The mean is 12,637; the median is 2.7 or *e*. Since the data values in E3_2 are arranged in ascending order, the median is easily identified as the middle value, *e* (or 2.718282...), since there are four values below and four values above. Moreover, simply summing all nine data values, and dividing by nine, provides the mean. The 78th percentile is reported as 5.181; the variance and standard deviation are 1,437,840,293 and 37,919, respectively.

4. Use R to define 2 vectors, x and y, where x contains 24, 22, 22, 21, and 19, and y contains 27, 24, 23, 21, and 19. Which is the most likely correlation coefficient describing the relationship between x and y? -0.90, -0.50, -0.10, 0.00, +0.10, +0.50, or +0.90? Use R to find the correlation and covariance x and y.

**Answer:**

+0.90 is the closest value that the correlation coefficient might assume: the relationship between the two variables is not only positive, it is linear as well. The actual correlation coefficient and plot confirm this relationship.

*#Comment1. create vector x *

x <- c(24, 22, 22, 21, 19)

*#Comment2. create vector y *

y <- c(27, 24, 23, 21, 19)

*#Comment3. using vectors x and y, create data frame data*

* *data <- data.frame(X = x, Y = y)

*#Comment4. examine contents of data frame *

data

## X Y

## 1 24 27

## 2 22 24

## 3 22 23

## 4 21 21

## 5 19 19

*#Comment5. find correlation coefficient of x and y *

cor(data$X, data$Y)

## [1] 0.98

*#Comment6. create the scatter plot of x against y *

plot(data$X, data$Y, pch = 19, xlab = 'x', ylab = 'y')

5. Use R to define a vector with the following elements: 10, 20, 30, 40, 50, 60, 70, 80, 90, 100. Making use of the vectorization capability of R, find the sample variance and sample standard deviation of this set of data. Just to make certain that your answers are correct, check both against those using the functions var() and sd().

*#Comment1. define data object E3_3*

E3_3 <- seq(from = 10, to = 100, by = 10)

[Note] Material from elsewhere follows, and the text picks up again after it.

PR #597, opened 2022-03-03
Skip version check in `hasura` CLI in Github actions

frankhereford:
## Associated issues

This PR intends to close https://github.com/cityofaustin/atd-data-tech/issues/8622.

*#Comment2. find the variance*

xbar <- mean(E3_3)

devs <- (E3_3 - xbar)

sqrd.devs <- (devs)^2

sum.sqrd.devs <- sum(sqrd.devs)

variance <- sum.sqrd.devs / (length(E3_3) - 1)

variance

## [1] 916.7

*#Comment3. find the standard deviation*

standard.deviation <- sqrt(variance)

standard.deviation

## [1] 30.28

*#Comment4. find the variance of E3_3 using var() function*

var(E3_3)

## [1] 916.7

#Comment5. find the standard deviation of E3_3 using sd() function sd(E3_3)

## [1] 30.28

**Answer: **the variance is 916.7, the standard deviation 30.28.